Миша{131} всем кланяется. Поцелуй Дмитраш{132} и передай самый мой сердечный привет маме.{133}
Пока пиши на Электрозаводскую, 27, кв. 12. Живем мы сейчас с Мишкой в квартире Виткина на Сретенке (Сильверстов пер.). В квартире часто никого не бывает, и я боюсь, что письма могут пропасть.
[Январь 1942 г. Москва]
Н. В. ЧИДСОН
Вчера в первый раз за восемь месяцев был в кино. Смотрел «Маскарад». Играли знакомые ленинградские барышни. Несмотря на семейные усилия (одна из барышень играла вместе со своим мужем), вконец испортить пьесу им так и не удалось.{134}
Сидя в темноте и глядя на картину, я уже через десять минут стал видеть другую. Лампу на низеньком столике, рядом с лампой часы, рядом с часами папиросы, рядом со мной ты. На тебе самый твой красивый костюм. Ты лежишь повернувшись ко мне всеми своими родинками и споришь со мной о Лермонтове.
Я не очень помню, какими словами я поругивал его стихи, но очень хорошо помню твои слова в их защиту: «Если бы Лермонтов был жив, я стала бы его любовницей». Думаю, что ни один академик, работай он над Лермонтовым хоть всю жизнь, не нашел бы аргумента, который сумел бы более веско и убедительно выявить достоинства «Маскарада».
Вчера, слушая «Маскарад» и думая о тебе, я убедился, что был во многом не прав. Со всей искренностью должен заявить, что некоторые стихи мне до того понравились, что я даже обрадовался, что Лермонтов умер. Это, конечно, не значит, что я во всем согласен с тобой. Обещай мне поэтому, что мы непременно продолжим наш спор, если и не там же, где мы его начали, то обязательно так же, как мы его начали.

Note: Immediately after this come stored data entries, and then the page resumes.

PR #4296, opened 2021-09-01
when fast lock screen and unlock can crash

xfans:
camera 0.9.2+1
flutter 2.0.6

In Camera.java startBackgroundThread  and stopBackgroundThread 
In dart didChangeAppLifecycleState inactive and resumed
not matching call


xfans:
@googlebot I signed it!

PR #4298, opened 2021-09-02
[google_maps_flutter_web] Fix getScreenCoordinate, Circle zIndex

ditman:
This PR passes the `zIndex` attribute to `Circle` geometry objects.

Fixes https://github.com/flutter/flutter/issues/89374 (simple)

This PR **ensures that the `getScreenCoordinate` method works as expected** on the web platform.

Fixes https://github.com/flutter/flutter/issues/80710

The `getScreenCoordinate(LatLng)` method (along with its inverse `getLatLng(ScreenCoordinate)` require a fully rendered map to be tested, because they need the physical size in pixels, current center and zoom level of a map to work.

So far, these two methods weren't tested, but **this PR adds happy-case tests for both (see `projection_test.dart`)**

In order to test those methods, the `Controller` of the rendered map must be available on the test, so we can retrieve information from the map. While doing this, I noticed that the map Controller was being sent to the programmer before it was truly ready (while the map was still initializing).

Instead of littering the test with imprecise timeouts that may make these tests slower (or flakier) than needed, **this PR also changes the initialization process of a GMap** slightly so when its Controller is returned to the user (`onPlatformViewCreated` method call), it is truly ready.

For this, **we now call `init` on the Controller immediately as it is created, then wait for the first `onTilesloaded` event coming from the JS SDK, and only then we return the Controller to the user.**

This change happens within "private" sections of the plugin, so programmers using the plugin "normally" shouldn't notice any difference whatsoever (only that the GMap might load slightly faster, and the `onPlatformViewCreated` callback might be firing a few hundred milliseconds later).

_(This PR also triggered changes in the mock files, that can be safely ignored, since those are auto-generated.)_

## Pre-launch Checklist

- [x] I signed the [CLA].


packages/google_maps_flutter/google_maps_flutter_web/lib/src/google_maps_flutter_web.dart
```diff
@@ -305,11 +308,16 @@ class GoogleMapsPlugin extends GoogleMapsFlutterPlatform {
       polylines: polylines,
       circles: circles,
       mapOptions: mapOptions,
-    );
+    )..init(); // Initialize the controller
```
ditman, line 311: This is the crux of the early initialization. Before the flow was:

buildView -> onPlatformViewCreated (plugin) -> init (plugin) -> init (controller) -> JS SDK

but now, it's:

buildView + init (controller) -> JS SDK -> onPlatformViewCreated (plugin) -> init (plugin, noop)

packages/google_maps_flutter/google_maps_flutter_web/lib/src/google_maps_flutter_web.dart
```diff
@@ -35,7 +35,10 @@ class GoogleMapsPlugin extends GoogleMapsFlutterPlatform {
 
   @override
   Future<void> init(int mapId) async {
-    _map(mapId).init();
+    // The internal instance of our controller is initialized eagerly in `buildView`,
+    // so we don't have to do anything in this method, which is left intentionally
+    // blank.
+    assert(_map(mapId) != null, 'Must call buildWidget before init!');
```
ditman, line 41: This assertion is added to preserve some of the validation that happened before, mainly that calling init before buildWidget would cause quite a lot of breakage.

This method used to call `init` in the controller, but no longer. We do that immediately after creating the controller in buildView.

packages/google_maps_flutter/google_maps_flutter_web/lib/src/google_maps_controller.dart
```diff
@@ -163,6 +185,10 @@ class GoogleMapController {
 
   // Funnels map gmap events into the plugin's stream controller.
   void _attachMapEvents(gmaps.GMap map) {
+    map.onTilesloaded.first.then((event) {
```
ditman, line 188: There's [no `map.onReady` event](https://developers.google.com/maps/documentation/javascript/reference/map#Map-Events), so we synthesize it from the first `onTilesloaded` event 🤷 (_[years of discussion](https://stackoverflow.com/questions/832692/how-can-i-check-whether-google-maps-is-fully-loaded)_)

packages/google_maps_flutter/google_maps_flutter_web/example/pubspec.yaml
```diff
@@ -13,8 +13,10 @@ dependencies:
     sdk: flutter
 
 dev_dependencies:
-  build_runner: ^1.11.0
-  google_maps: ^5.1.0
+  build_runner: ^2.1.1
+  google_maps: ^5.2.0
+  google_maps_flutter: # Used for projection_test.dart
+    path: ../../google_maps_flutter
```
stuartmorgan, line 19: This feels sketchy, but I don't have a better suggestion offhand :(

(Maybe long term some of the widgets should be in the interface package, not the app-facing package?)

packages/google_maps_flutter/google_maps_flutter_web/lib/src/convert.dart
```diff
@@ -441,3 +442,33 @@ gmaps.LatLng _pixelToLatLng(gmaps.GMap map, int x, int y) {
 
   return projection.fromPointToLatLng!(point)!;
 }
+
+// original JS by: Krasimir (https://krasimirtsonev.com/blog/article/google-maps-api-v3-convert-latlng-object-to-actual-pixels-point-object)
```
stuartmorgan, line 446: Have you talked to OSS licensing folks about this (and the similarly commented code above)?

packages/google_maps_flutter/google_maps_flutter_web/example/pubspec.yaml
ditman: > (Maybe long term some of the widgets should be in the interface package, not the app-facing package?)

Yes, I'm not a fan of the current widget. There's a circular dependency in the code that didn't allow me to completely separate it from the GoogleMapsController that also lives in the core plugin, [here](https://github.com/flutter/plugins/blob/master/packages/google_maps_flutter/google_maps_flutter/lib/src/controller.dart#L27) (I'm not a fan of the controller accessing the map state directly, but never had the time to make it better :/).

packages/google_maps_flutter/google_maps_flutter_web/lib/src/convert.dart
ditman: Let me send them an email, thanks for the reminder.

ditman: Resolved properly, this is now added as a `third_party` import.

script/tool/lib/src/license_check_command.dart
```diff
@@ -49,12 +49,17 @@ const Set<String> _ignoredFullBasenameList = <String>{
...
-// Third-party code used in url_launcher_web.
+  // Third-party code used in url_launcher_web.
   RegExp(
       r'^// Copyright 2017 Workiva Inc\..*'
       r'^// Licensed under the Apache License, Version 2\.0',
       multiLine: true,
       dotAll: true),
+  // Third-party code used in google_maps_flutter_web.
+  RegExp(
+    r'^// The MIT License [^C]+ Copyright \(c\) 2008 Krasimir Tsonev',
```
ditman, line 60: needs dart format

packages/google_maps_flutter/google_maps_flutter_web/lib/src/convert.dart
```diff
@@ -264,16 +264,17 @@ gmaps.MarkerOptions _markerOptionsFromMarker(
...
     ..fillColor = _getCssColor(circle.fillColor)
     ..fillOpacity = _getCssOpacity(circle.fillColor)
     ..center = gmaps.LatLng(circle.center.latitude, circle.center.longitude)
     ..radius = circle.radius
-    ..visible = circle.visible;
-  return populationOptions;
+    ..visible = circle.visible
+    ..zIndex = circle.zIndex;
+  return circleOptions;
 }
```
stuartmorgan, line 278: Out of curiosity, where aren't there unit tests for this file? Currently the unit test dir just point to integration tests, but a utility file like this one should be trivially unit testable in a normal Dart test context, no?

packages/google_maps_flutter/google_maps_flutter_web/lib/src/google_maps_flutter_web.dart
```diff
@@ -305,11 +308,16 @@ class GoogleMapsPlugin extends GoogleMapsFlutterPlatform {
...
-    );
+    )..init(); // Initialize the controller
 
     _mapById[creationId] = mapController;
 
-    onPlatformViewCreated.call(creationId);
+    mapController.events.whereType<WebMapReadyEvent>().first.then((event) {
+      assert(creationId == event.mapId,
+          'Received WebMapReadyEvent for the wrong map');
+      // *now* we can notify the plugin that there's a fully working controller.
```
stuartmorgan, line 318: go/avoidwe

"Notify the plugin now that there's a fully working controller."

packages/google_maps_flutter/google_maps_flutter_web/lib/src/third_party/to_screen_location/to_screen_location.dart
```diff
@@ -0,0 +1,57 @@
+// The MIT License (MIT)
+//
```
stuartmorgan, line 2: I don't think these first two lines should be here; I've never seen an actual MIT license file that was labelled here like this.

See also https://opensource.org/licenses/MIT

stuartmorgan (approved):
A comment nit and license format nit, but otherwise LGTM

packages/google_maps_flutter/google_maps_flutter_web/lib/src/convert.dart
ditman: We can't have VM unit tests on this file because 99% of it is converting between "Plugin Entities" <-> "`gmaps` Entities" (for the JS Interop, which uses `dart:html` extensively).

There's a few minor functions that could be extracted to VM tests, but anything that touches the `gmaps` namespace is tainted.

We could still write a convert_test.dart that unit-tested each of those methods in better isolation (but still as a chromedriver integration test), I just never got the time to dive that deep (most of these methods have a single entrypoint, and *that* is going to be have tests for sure, however, I wish I could prove this with some coverage metrics :P).

stuartmorgan: > We can't have VM unit tests on this file because 99% of it is converting between "Plugin Entities" <-> "`gmaps` Entities" (for the JS Interop, which uses `dart:html` extensively).

Ah, right. I should have remembered that those objects were not from this plugin.

packages/google_maps_flutter/google_maps_flutter_web/lib/src/third_party/to_screen_location/to_screen_location.dart
ditman: D'oh, copied verbatim from here: https://krasimirtsonev.com/license, didn't notice that "The MIT License (MIT)" was decoration and not part of the license itself. I'll fix.

ditman: There's division about this. Left the title in, respecting the original author's license text.

ditman:
I'll manually squash and merge when master recovers, I want to have a proper commit message for this one.

PR #4305, opened 2021-09-02
[plugin_tools] build-examples .pluginToolsConfig.yaml support

Hixie:
## Pre-launch Checklist

- [x] I signed the [CLA].

### DIFF
--- a/script/tool/CHANGELOG.md
+++ b/script/tool/CHANGELOG.md
@@ -1,3 +1,7 @@
+## 0.7.1
+
+- Add support for `.pluginToolsConfig.yaml` in the `build-examples` command.
+
 ## 0.7.0
 
 - `native-test` now supports `--linux` for unit tests.
--- a/script/tool/lib/src/build_examples_command.dart
+++ b/script/tool/lib/src/build_examples_command.dart
@@ -6,6 +6,7 @@ import 'dart:async';
 
 import 'package:file/file.dart';
 import 'package:platform/platform.dart';
+import 'package:yaml/yaml.dart';
 
 import 'common/core.dart';
 import 'common/package_looping_command.dart';
@@ -16,7 +17,19 @@ import 'common/repository_package.dart';
 /// Key for APK.
 const String _platformFlagApk = 'apk';
 
+const String _pluginToolsConfigFileName = '.pluginToolsConfig.yaml';
+const String _pluginToolsConfigBuildFlagsKey = 'buildFlags';
+const String _pluginToolsConfigGlobalKey = 'global';
+
+const String _pluginToolsConfigExample = '''
+$_pluginToolsConfigBuildFlagsKey:
+  $_pluginToolsConfigGlobalKey:
+    - "--no-tree-shake-icons"
+    - "--dart-define=buildmode=testing"
+''';
+
 const int _exitNoPlatformFlags = 3;
+const int _exitInvalidPluginToolsConfig = 4;
 
 // Flutter build types. These are the values passed to `flutter build <foo>`.
 const String _flutterBuildTypeAndroid = 'apk';
@@ -99,7 +112,13 @@ class BuildExamplesCommand extends PackageLoopingCommand {
   @override
   final String description =
       'Builds all example apps (IPA for iOS and APK for Android).\n\n'
-      'This command requires "flutter" to be in your path.';
+      'This command requires "flutter" to be in your path.\n\n'
+      'A $_pluginToolsConfigFileName file can be placed in an example app '
+      'directory to specify additional build arguments. It should be a YAML '
+      'file with a top-level map containing a single key '
+      '"$_pluginToolsConfigBuildFlagsKey" containing a map containing a '
+      'single key "$_pluginToolsConfigGlobalKey" containing a list of build '
+      'arguments.';
 
   @override
   Future<void> initializeRun() async {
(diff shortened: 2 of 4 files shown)


script/tool/CHANGELOG.md
```diff
@@ -1,3 +1,7 @@
+## 0.8.0
```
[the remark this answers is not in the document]
Hixie: I mean, it's a breaking change (if someone already has a file with the `pluginToolsConfig.yaml` name in a directory, then it'll almost certainly fail now)...

script/tool/lib/src/build_examples_command.dart
```diff
@@ -16,7 +17,10 @@ import 'common/repository_package.dart';
 /// Key for APK.
 const String _platformFlagApk = 'apk';
 
+const String _pluginToolsConfigFileName = '.pluginToolsConfig.yaml';
```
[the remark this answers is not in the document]
Hixie: I don't think we can know what format to pick to avoid a format break, but ok. (For example, what if we discover that actually what we want is for this to be a list of buildFlags, so that you can try running with several configurations? So the root should be a list rather than a map? Or, maybe the root should be platforms, with buildFlags as the second level. Or...)

Hixie:
Ok, updated as requested.

script/tool/lib/src/build_examples_command.dart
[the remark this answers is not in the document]
stuartmorgan: But when your root is a map you can *always* change things without it being a hard breaking change, because you can just use a different root key for the new format. Then eventually you can remove support for the old key.

(In this case the cost of the breaking change would be pretty low since we only guarantee that the tool works for two repos that we control; maybe I'm over-engineering based on experiences with things where it's much harder when you can't do the incremental change via a map.)

script/tool/lib/src/build_examples_command.dart
```diff
@@ -225,6 +244,58 @@ class BuildExamplesCommand extends PackageLoopingCommand {
...
+            printError(_pluginToolsConfigExample);
+            throw ToolExit(_exitInvalidPluginToolsConfig);
+          }
+          extraBuildFlags = <String>[
+            ...extraBuildFlags,
+            ...globalBuildFlagsConfiguration.cast<String>()
+          ];
+        }
+      }
+    }
```
stuartmorgan, line 297: Optional nit: with all the error checking this is long enough that I would extract it to a `List<String> _getPackageSpecificBuildFlags(RepositoryPackage package)` directory.

script/tool/lib/src/build_examples_command.dart
```diff
@@ -225,6 +244,58 @@ class BuildExamplesCommand extends PackageLoopingCommand {
...
+          final Object? globalBuildFlagsConfiguration =
+              buildFlagsConfiguration[_pluginToolsConfigGlobalKey];
+          if (globalBuildFlagsConfiguration is! YamlList) {
+            printError(
+                'The $_pluginToolsConfigFileName file\'s "$_pluginToolsConfigBuildFlagsKey" key must be a map');
+            printError('whose "$_pluginToolsConfigGlobalKey" key is a list.');
+            printError(
+                'That list must contain a list of arguments to pass to the flutter tool.');
+            printError(
+                'For example, the $_pluginToolsConfigFileName file could look like:');
```
stuartmorgan, line 287: Optional nit: are the slight variations of error messages actually buying us anything here over just having one constant (like the example) for any invalid structure, that describes the correct structure? It doesn't seem like someone is going to have a hard time figuring out which part they've done wrong from a catch-all message and example.

script/tool/test/build_examples_command_test.dart
```diff
@@ -379,7 +379,6 @@ void main() {
         ]),
       );
 
-      print(processRunner.recordedCalls);
```
stuartmorgan, line 382: Thanks, I thought I'd caught all of these during all the refactoring/cleanup work. Apparently it spread to more places than I'd noticed.

stuartmorgan (approved):
LGTM; all comments optional.

script/tool/lib/src/build_examples_command.dart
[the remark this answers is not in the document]
Hixie: i think things are a lot less clear-cut in practice than this (e.g. changing from a list to a map is non-breaking too since you can just keep on supporting the old list mode, and sometimes a map's keyspace is complete, e.g. the semantics are that you do something for each key, in which case the old key would conflict with the new keyspace, etc), but it's not a big deal either way.

script/tool/lib/src/build_examples_command.dart
Hixie: ok, extracted to function

script/tool/lib/src/build_examples_command.dart
Hixie: in my experience, more detail in error messages (if it's accurate) is always more helpful. :-)

script/tool/test/build_examples_command_test.dart
Hixie: there's still some prints somewhere in the tests but i couldn't track them down in the 10 seconds i spent trying. It says "Determine diff with base sha:" sometimes, and "null" once.

stuartmorgan: > "Determine diff with base sha:" sometimes

I bet that's from a test of the helper directly, not going through a command runner that captures output. That helper really shouldn't log anyway, I just haven't gotten around to fixing it.

PR #4306, opened 2021-09-02
[ci.yaml] Add builders to recipes cq

CaseyHillers:
This enables testing flutter/recipes changes to these builders

## Pre-launch Checklist

- [X] I signed the [CLA].

### DIFF
--- a/.ci.yaml
+++ b/.ci.yaml
@@ -39,6 +39,7 @@ targets:
     recipe: plugins/plugins
     timeout: 30
     properties:
+      add_recipes_cq: "true"
       target_file: windows_build_and_platform_tests.yaml
       dependencies: >
         [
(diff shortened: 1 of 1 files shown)


.ci.yaml
```diff
@@ -39,6 +39,7 @@ targets:
     recipe: plugins/plugins
     timeout: 30
     properties:
+      add_recipes_cq: "true"
```
stuartmorgan, line 42: We want the string true, not the value `true`?

stuartmorgan (approved):
RSLGTM (with one question), since this key isn't documented at https://github.com/flutter/cocoon/blob/master/CI_YAML.md so I'm not entirely sure what it does. (Could it be added there?)

.ci.yaml
CaseyHillers: Thanks for pointing this out! I'll add it to the docs.

This is a limitation of yaml files backed by proto (we define properties to be Map<String, String> as there's no Map<String, dynamic> option (granted we could do a JsonString of sorts)

PR #4311, opened 2021-09-03
Bring up new Windows test targets

stuartmorgan:
Uses the new generic plugins recipe to add a number of new Windows tests
that have recently gained tool support, but not yet added to the LUCI
builds:
- New targets:
  - The "build all plugins" test (master and stable)
  - UWP build tests (master only, since UWP is not on stable yet)
  - Tool tests (master only with existing tool tests on Linux)
  - Replacement versions of the existing builders but with names that
    match the Cirrus naming to make the parallels in testing easier
    to understand in the GitHub UI and configs.
- Modification of existing targets:
  - Adds Windows native unit tests to the existing script.

All but the modification change are in bringup mode, so won't affect the repo until a follow-up
removes that flag.

Part of https://github.com/flutter/flutter/issues/86113
Part of https://github.com/flutter/flutter/issues/82729

## Pre-launch Checklist

- [x] I signed the [CLA].

### DIFF
--- a/.ci.yaml
+++ b/.ci.yaml
@@ -62,7 +62,7 @@ targets:
         ]
     scheduler: luci
 
-  - name: windows-build+platform-tests master
+  - name: Windows win32_build+platform-tests master
     recipe: plugins/plugins
     bringup: true
     timeout: 30
@@ -76,7 +76,7 @@ targets:
         ]
     scheduler: luci
 
-  - name: windows-build+platform-tests stable
+  - name: Windows win32_build+platform-tests stable
     recipe: plugins/plugins
     bringup: true
     timeout: 30
@@ -91,7 +91,7 @@ targets:
         ]
     scheduler: luci
 
-  - name: build_all_plugins_windows master
+  - name: Windows build_all_plugins master
     recipe: plugins/plugins
     bringup: true
     timeout: 30
@@ -105,7 +105,7 @@ targets:
         ]
     scheduler: luci
 
-  - name: build_all_plugins_windows stable
+  - name: Windows build_all_plugins stable
     recipe: plugins/plugins
     bringup: true
     timeout: 30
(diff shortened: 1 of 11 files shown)


.ci.yaml
```diff
@@ -60,6 +62,88 @@ targets:
         ]
     scheduler: luci
 
+  - name: windows-build+platform-tests master
```
CaseyHillers, line 65: target names must follow the format $platform $name

So `Windows build+platform-tests master`. I'll send a PR to update this in the CI_YAML.md

.ci.yaml
```diff
@@ -60,6 +62,88 @@ targets:
...
+    recipe: plugins/plugins
+    bringup: true
+    timeout: 30
+    properties:
+      # TODO(stuartmorgan): Uncomment when removing bringup.
+      #add_recipes_cq: "true"
```
CaseyHillers, line 71: Is this necessary? My expectation is this could land in this PR

.ci/targets/windows_build_and_platform_tests.yaml
```diff
@@ -1,8 +1,9 @@
-
 tasks:
   - name: "prepare tool"
     script: .ci/scripts/prepare_tool.sh
-  - name: "build examples"
+  - name: "build examples (Win32)"
```
CaseyHillers, line 4: I don't think these target yaml files need strings around the name

.ci.yaml
stuartmorgan: Probably not for this particular one since it's a copy-paste, but in general I would rather make sure a new target actually works in the wild before adding it to the recipe CQ since I really don't want to bring the recipes repo to a standstill by throwing untested things into its pipeline for landing changes.

.ci/targets/windows_build_and_platform_tests.yaml
stuartmorgan: Removed.

.ci.yaml
stuartmorgan: Fixed.

.ci.yaml
CaseyHillers: This is a really good insight! I'll have to add it to the documentation (and later as a test)

CaseyHillers (approved):

PR #1061, opened 2023-05-19
feat: issue griefing collateral in selectable currency

sander2:
To accompany https://github.com/interlay/interbtc/pull/1054 

I tested the migration with chopsticks.

### DIFF
--- a/crates/issue/src/lib.rs
+++ b/crates/issue/src/lib.rs
@@ -17,6 +17,8 @@ mod mock;
 #[cfg(test)]
 mod tests;
 
+pub mod migration;
+
 #[cfg(test)]
 extern crate mocktopus;
 
@@ -77,6 +79,7 @@ pub mod pallet {
             amount: BalanceOf<T>,
             fee: BalanceOf<T>,
             griefing_collateral: BalanceOf<T>,
+            griefing_currency: CurrencyId<T>,
             vault_id: DefaultVaultId<T>,
             vault_address: BtcAddress,
             vault_public_key: BtcPublicKey,
@@ -201,9 +204,10 @@ pub mod pallet {
             origin: OriginFor<T>,
             #[pallet::compact] amount: BalanceOf<T>,
             vault_id: DefaultVaultId<T>,
+            griefing_currency: CurrencyId<T>,
         ) -> DispatchResultWithPostInfo {
             let requester = ensure_signed(origin)?;
-            Self::_request_issue(requester, amount, vault_id)?;
+            Self::_request_issue(requester, amount, vault_id, griefing_currency)?;
             Ok(().into())
         }
 
@@ -296,6 +300,7 @@ impl<T: Config> Pallet<T> {
         requester: T::AccountId,
         amount_requested: BalanceOf<T>,
         vault_id: DefaultVaultId<T>,
+        griefing_currency: CurrencyId<T>,
     ) -> Result<H256, DispatchError> {
         let amount_requested = Amount::new(amount_requested, vault_id.wrapped_currency());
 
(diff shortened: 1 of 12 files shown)


crates/issue/src/lib.rs
```diff
@@ -316,11 +321,8 @@ impl<T: Config> Pallet<T> {
         ext::vault_registry::ensure_not_banned::<T>(&vault_id)?;
 
         // calculate griefing collateral based on the total amount of tokens to be issued
-        let amount_collateral = amount_requested.convert_to(T::GetGriefingCollateralCurrencyId::get())?;
```
daniel-savu, line 319: Shouldn't you also remove the `GetGriefingCollateralCurrencyId` associated type from the vault-registry? It's supposed to not be used at all any longer, and that will help point out if other parts of the code should also be changed

daniel-savu: I noticed that `nomination`, `redeem` and `replace` still use it and it's no longer present in the `issue` pallet, so I guess it's fine. Would be cleaner to have the same griefing collateral everywhere though, but that's a product decision.

crates/issue/src/migration.rs
```diff
@@ -0,0 +1,209 @@
...
+use sp_core::H256;
+
+/// The log target.
+const TARGET: &'static str = "runtime::issue::migration::v1";
+
+/// The original data layout of the democracy pallet without a specific version number.
+mod v0 {
+    use super::*;
+
+    // Due to a known bug in serde we need to specify how u128 is (de)serialized.
```
daniel-savu, line 12: Does this comment still apply? I can't find this deserialization configured anywhere

crates/issue/src/migration.rs
```diff
@@ -0,0 +1,209 @@
...
+
+    pub struct Migration<T>(sp_std::marker::PhantomData<T>);
+
+    impl<T: Config + frame_system::Config<Hash = H256>> OnRuntimeUpgrade for Migration<T> {
+        #[cfg(feature = "try-runtime")]
+        fn pre_upgrade() -> Result<Vec<u8>, &'static str> {
+            assert_eq!(StorageVersion::get::<Pallet<T>>(), 0, "can only upgrade from version 0");
+
+            let issue_count = v0::IssueRequests::<T>::get().len();
+            log::info!(target: TARGET, "{} public proposals will be migrated.", issue_count,);
```
daniel-savu, line 60: nit
```suggestion
            log::info!(target: TARGET, "{} issue requests will be migrated.", issue_count,);
```

crates/issue/src/migration.rs
daniel-savu: Ah it's because the v0 fields are annotated with macros

crates/issue/src/lib.rs
```diff
@@ -348,6 +350,7 @@ impl<T: Config> Pallet<T> {
             amount: amount_user.amount(),
             fee: fee.amount(),
             griefing_collateral: griefing_collateral.amount(),
+            griefing_currency: griefing_collateral.currency(),
```
daniel-savu, line 353: Why not just change the type of `griefing_collateral` from `Balance` to `Amount`, to include `griefing_currency`?

daniel-savu: I'm assuming that it messes up storage byte alignment

crates/issue/src/migration.rs
```diff
@@ -0,0 +1,209 @@
...
+    use super::*;
+    use crate::{
+        tests::{Test as T, *},
+        types::*,
+    };
+    use frame_support::bounded_vec;
+
+    #[allow(deprecated)]
+    #[test]
+    fn migration_works() {
```
daniel-savu, line 128: This does not test anything related to the issue request migration

standalone/runtime/tests/test_issue.rs
```diff
@@ -667,101 +682,110 @@ mod execute_pending_issue_tests {
...
-                    vault.to_be_issued -= requested_btc;
-                })
-            );
-
-            // issue request is updated: status is complete
-            assert_eq!(
-                IssuePallet::issue_requests(issue_id).unwrap().status,
-                IssueRequestStatus::Completed
-            );
+            for griefing_currency in [DEFAULT_GRIEFING_CURRENCY, vault_id.collateral_currency()] {
```
daniel-savu, line 685: According to the implementation, the griefing currency could be set to anything, not just vault collateral currencies. Not saying this test is wrong but it seems to assume that the griefing currency will not be e.g. `IBTC`

daniel-savu (approved):
My comments are not blocking

standalone/runtime/tests/test_issue.rs
sander2: It's main purpose was to test in the default griefing collateral plus one other one, it doesn't really matter which one it is. But maybe it makes more sense to use a hardcoded one

crates/issue/src/lib.rs
sander2: redeem doesn't use it (except for an interaction with to-be-replaced tokens). Replace does use it, and we can change that in the future if we want, but not a prio for now

nud3l (approved):

PR #1126, opened 2023-07-12
feat: add scale encode and decode as traits to CurrencyId.

nakul1010:
The Pr adds the following things, 
- [x] scale encode and decode as a trait to `CurrencyId`, it is a dependency for PR [#483](https://github.com/interlay/interbtc-clients/pull/483), so that `Static` type wrapping can be avoided for `CurrenctId`


sander2 (approved):

sander2:
More details: https://github.com/paritytech/subxt/issues/1040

Сегодня решил пойти к себе в Гранатный.{135} Когда я заявил в домоуправлении, кто я такой, какая-то женщина всплеснула руками, вытаращила на меня глаза и крикнула до того громко, что я даже немного перепугался: «Вы же умерли!» Я извинился и сказал, что возможно, я сделаю это в самом непродолжительном времени, но пока я жив. «Как же живы, если нам точно сказали, что вы убиты». Я снова извинился и заверил ее, что я решился прийти к ним и просить у них ключ от квартиры только после того, как я сам несколько раз убедился в том, что я не убит. В довершение всего оказалось, что ключа от квартиры нет совсем, а квартиры нет почти.
Очень хотел бы знать, хорошая для меня примета моя смерть или нет? Прости, что я так настойчиво ношусь со своей персоной, но мне до того хочется тебя видеть, до того хочется побыть с тобой, что я не могу не думать о своем будущем.
Напиши мне, милая, о моих делах. Я уже давно ничего о себе не знаю. Вспоминаюсь ли я тобой хоть изредка по утрам? Появляюсь ли я хоть иногда у тебя вечером? Напиши мне, хорошая, что вообще делается со мной в Куйбышеве и кто провожает тебя домой после спектакля.